→ BRIEF
Across the data, every line with the word "loadJson" counts once; state the total alone.

→ DATASET
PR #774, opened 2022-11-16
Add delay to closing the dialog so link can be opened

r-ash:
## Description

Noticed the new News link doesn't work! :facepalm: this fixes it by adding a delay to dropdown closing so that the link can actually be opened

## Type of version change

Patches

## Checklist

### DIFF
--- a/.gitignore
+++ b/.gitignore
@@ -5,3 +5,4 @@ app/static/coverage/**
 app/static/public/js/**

...

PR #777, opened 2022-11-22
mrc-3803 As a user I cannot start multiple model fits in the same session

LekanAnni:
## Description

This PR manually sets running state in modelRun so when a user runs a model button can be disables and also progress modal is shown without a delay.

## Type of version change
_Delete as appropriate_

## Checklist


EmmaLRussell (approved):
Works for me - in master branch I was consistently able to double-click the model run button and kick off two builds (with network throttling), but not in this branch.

* * *

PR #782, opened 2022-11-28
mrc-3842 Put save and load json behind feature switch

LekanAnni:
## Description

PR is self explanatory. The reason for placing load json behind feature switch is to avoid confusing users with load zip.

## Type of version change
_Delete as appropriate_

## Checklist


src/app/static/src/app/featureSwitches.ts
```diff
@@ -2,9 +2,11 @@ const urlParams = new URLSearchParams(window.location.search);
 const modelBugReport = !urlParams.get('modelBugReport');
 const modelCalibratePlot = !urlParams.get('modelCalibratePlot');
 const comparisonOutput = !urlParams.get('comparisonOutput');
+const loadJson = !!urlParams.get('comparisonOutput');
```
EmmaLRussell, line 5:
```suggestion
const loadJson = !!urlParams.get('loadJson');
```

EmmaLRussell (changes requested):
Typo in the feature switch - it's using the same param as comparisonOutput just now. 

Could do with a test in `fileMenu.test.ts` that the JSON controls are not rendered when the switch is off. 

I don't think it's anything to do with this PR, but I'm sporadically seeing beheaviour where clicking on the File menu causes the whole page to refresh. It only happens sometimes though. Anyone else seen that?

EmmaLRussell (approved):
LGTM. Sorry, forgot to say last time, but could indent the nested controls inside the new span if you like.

→ SOLUTION
2